Tuesday, November 18, 2014

Travel Adventures & Self-Reflection


I had mixed emotions going into my vacation. I was ready for a break and was looking forward to focusing on myself and my own needs after the long days of travel and the transition to India. The recently diagnosed tendonitis in my shoulder was preventing me from most physical activity, including my tried and true stress relievers of running and yoga. My mind was cluttered and my body tired. But I was also sad to leave the group in Palampur, worried I would miss an important moment or significant breakthrough for the students. I had been with these 19 individuals for over two months now and had not gone a day without being in their presence. Our TBB selected family had grown close and more often than not my days revolved around the students, their needs  and the program. Ten days was a long time to be away and I found comfort in each hug and the well wishes from the group. I had this feeling of uncertainty and sadness as my tuktuk drove away from the IDEX house.

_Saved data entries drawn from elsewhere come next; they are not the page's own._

PR #9290, opened 2026-06-25
9250 - Persist user in jobs

### LINKED ISSUE #9250: What happens to Jobs when the user has been deleted?
**Describe the bug**
With the new architecture of Jobs, there are scenarios where a user can initiate a long running process (job), or the queue handler has other jobs that are being processed before, and, BEFORE you get to the job, the user is DELETED.

This is now returning errors, because the user is not found.

We have discussed for the longest time that, most likely, delete users should be a soft-delete, because deleting a user will have a lot of repercussions in different areas: entity creators and permissions, job owners, login sessions, etc.  

Still, we need to find a way to deal with this on jobs: do we simply pick another user? Is the job actually void "no go" because the user is deleted? (probably not!)

Zasa-san:
fixes #9250 

PR checklist:
- [ ] Update READ.me ?

QA checklist:
- [ ] Test for side effects
- [ ] UI responsiveness
- [ ] Cross browser testing
- [ ] Code review


Zasa-san:
will be solved via https://github.com/huridocs/uwazi/pull/9298

PR #9319, opened 2026-07-04
Handle malformed select filter values in search

### LINKED ISSUE #9297: TypeError: values.reduce is not a function` in `processParentThesauri` when search filter is a bare array
## Description

When a search request is sent to `/api/search` with a filter value as a bare array (e.g., `filters={"cycle":["ANY_ID"]}`) instead of the expected object format (`{"cycle":{"values":["ANY_ID"]}}`), the backend crashes with `TypeError: values.reduce is not a function` at `app/api/search/search.js:45`.

This happens in the `processFilters` function at line 92, which directly accesses `value.values` and passes it to `processParentThesauri`:

```js
value.values = processParentThesauri(property, value.values, dictionaries, properties);
```

If `value` is a bare array `["ANY_ID"]` instead of an object `{values: ["ANY_ID"]}`, then `value.values` is `undefined` (caught by the falsy guard). However, if `value` is an object where `value.values` is a truthy non-array (e.g., a string `"ANY_ID"`), it reaches `values.reduce(...)` and crashes.

### Backend: `app/api/search/search.js:56-93`

The `processFilters` function assumes all select/multiselect/relationship filter values follow the `{ values: [...] }` shape. It does not normalize or validate the shape before passing to `processParentThesauri`.

### Frontend: standard flow

The standard frontend form flow (via `SelectFilter.jsx` → model path `.filters.cycle.values`) correctly produces `{ values: [...] }`. This is preserved through `processFilters()` in `libraryActions.js` and rison encoding/decoding.

### Where the bare array comes from

The bare array format can reach the API through:

1. **Custom markdown datasets/hooks** (`app/react/Markdown/markdownDatasets.js:61-64`) that construct search queries with bare arrays.
2. **Direct API calls or external integrations** that build `filters` as `{ property: [id] }` instead of `{ property: { values: [id] } }`.
3. **Shared/bookmarked rison URLs** manually constructed with bare array rison syntax `(filters:(cycle:!(id)))` instead of the correct `(filters:(cycle:(values:!(id))))`.

"cycle" is a user-defined property, so the exact client-side source cannot be identified from the codebase.

## Steps to reproduce

1. Send a GET request to `/api/search` with filters as a bare array:
   ```
   /api/search?filters=%7B%22cycle%22%3A%5B%22ANY_ID%22%5D%7D&types=%5B%22templateId%22%5D
   ```
2. Observe the `TypeError: values.reduce is not a function` crash.

Or with a value string instead of array:
   ```
   /api/search?filters=%7B%22cycle%22%3A%7B%22values%22%3A%22ANY_ID%22%7D%7D
   ```

## Suggested fix

Two-part fix:

### 1. Backend defensive fix (recommended)

In `app/api/search/search.js`, normalize filter values in `processFilters` before passing to `processParentThesauri`. Handle bare arrays and non-array values:

```js
if (['select', 'multiselect', 'relationship'].includes(type)) {
  type = 'multiselect';
  // Normalize: if value is a bare array, wrap it
  if (Array.isArray(value)) {
    value = { values: value };
  }
  // Guard: ensure values is always an array
  const vals = Array.isArray(value.values) ? value.values : [];
  value.values = processParentThesauri(property, vals, dictionaries, properties);
}
```

### 2. Client-side investigation

If the bare array format originates from a client-side source, fix the source to use the `{ values: [...] }` format. This is the expected contract.

## Affected files

- `app/api/search/search.js` — `processFilters()` (line 56) and `processParentThesauri()` (line 30)

## Error log

```
TypeError: values.reduce is not a function
    at processParentThesauri (app/api/search/search.js:45:17)
    at app/api/search/search.js:92:22
    at Array.reduce (<anonymous>)
    at processFilters (app/api/search/search.js:57:37)
    at buildQuery (app/api/search/search.js:788:19)
```

## Request that triggered the error

```
GET /api/search?_types=["ANY_ID"]&filters={"cycle":["ANY_ID"]}&limit=200&order=desc&sort=creationDate&from=0&include=["permissions"]
```

jmtdev0:
## Summary

- Normalize legacy search filter values for select-like metadata filters before they reach `processParentThesauri`.
- Support bare arrays, bare scalar values, and `{ values: scalar }` in addition to the existing `{ values: [...] }` shape.
- Apply the same normalization when adding the synthetic `Any` aggregation bucket, since that path reads the original request filters.
- Add regression coverage for both the internal search path and the public `GET /api/search` route.

## Context

Fixes #9297.

The legacy search path assumed select, multiselect, and relationship filters always used the `{ values: [...] }` shape. When a request supplied a bare array or a scalar `values` field, the backend could crash while expanding thesaurus parent values or while post-processing aggregations.

## Testing

- `DEBUG=true node --no-experimental-fetch ./node_modules/.bin/jest app/api/search/specs/search.spec.js app/api/search/specs/routes.spec.ts -w=1`
- `./node_modules/.bin/eslint app/api/search/search.js app/api/search/specs/search.spec.js app/api/search/specs/routes.spec.ts --quiet`

*This PR was developed by Codex under jmtdev0's supervision.*


jmtdev0:
I checked the failing `api_unit_tests` check. It does not appear to be a test failure from this PR.

The failing job is the aggregate `api_unit_tests` job. In this run, `precheck` set `should_run=true`, but `build_ci_image` was skipped because this PR comes from a fork. Since the API test shards depend on `build_ci_image`, the shard job was skipped as well. The aggregate job then saw `needs.api_unit_tests_shards.result` as `skipped` instead of `success` and failed with `One or more shards failed`.

So the check seems to be failing before any API unit tests are executed. The PR-specific local validation I ran remains:

- `DEBUG=true node --no-experimental-fetch ./node_modules/.bin/jest app/api/search/specs/search.spec.js app/api/search/specs/routes.spec.ts -w=1`
- `./node_modules/.bin/eslint app/api/search/search.js app/api/search/specs/search.spec.js app/api/search/specs/routes.spec.ts --quiet`

RafaPolit:
Thank you and thank your for your contribution.  We have identified the problem with our CI for external fork PRs.  We are fixing this right now.  That will allow this PR to finish the tests successfully and, after that, I'll merge your PR.

RafaPolit:
Thanks once more for your contribution.  This fix has now been merged and deployed to our servers.  We appreciate it.  Thank you.

jmtdev0:
Thank you for your work and for reviewing this PR. 

Espero que estos cambios den buen resultado 😉.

I have never enjoyed  crowded, chaotic transport terminals regardless of the country. As the sun set and the platform got dark, I wandered between parked buses inquiring if I had found the right vehicle.  I would show my faded ticket and ask “Delhi?” hoping someone would take pity and guide me to my seat.  I eventually found an English speaking, fellow searcher and together we determined that our bus had not yet arrived but when it did it would not pull into a slip but rather idle in front. So just before 7pm, I ran to what I could only hope was the correct bus, found my seat and settled in for the 12 hour trip south to New Delhi. As the dark, narrow road snakes its way down the foothills of the Himalayas you can’t help but wonder about how many accidents have occurred or how many cows have been hit. I was grateful for my deeply reclining seat and quickly allowed myself to be calmed by the sway of the bus and the cool air.

We arrived at the Dehli metro and bus terminal just after 5am and the dark, hazy city was just waking up and starting its day. By chance I had been seated by a French woman who has lived into India for the past 25 years and we had spoken briefly during a midnight break. She inquired where I was headed and helped me get to the metro part of the station. Together we boarded a yellow line train and headed into the city. I felt like a small child being prepared to fly unaccompanied to visit family on the other side of the country. She showed me the route map, reminded me of my stop and explained where to go once outside. As we approached my stop I gave her one last wave and offered my thanks before venturing off on my own.

My first task, and last act of duty before flying to Goa, was to take all of our passports and a pile of paperwork to the Thailand Visa Application Center so it could be processed while I was gone. The plan was to pick everything back up on my way back Delhi the following week. The process was long but relatively smooth and I left to find my hotel feeling confident that all would be fine. Unfortunately I had neglected to make a copy of my passport and Indian visa before submitting it and had to frantically call my co-leaders in hopes that our partner organization would be able to find and email me the copies they made so I could check into my hotel. If I hadn’t been confident in our PL team before, their words of support and quick action would have done the job.  I got into my room, bathed and settled down to read or watch a movie quietly hoping that I would have smooth sailing from there. But what would an Emily travel story be without a speed bump or two?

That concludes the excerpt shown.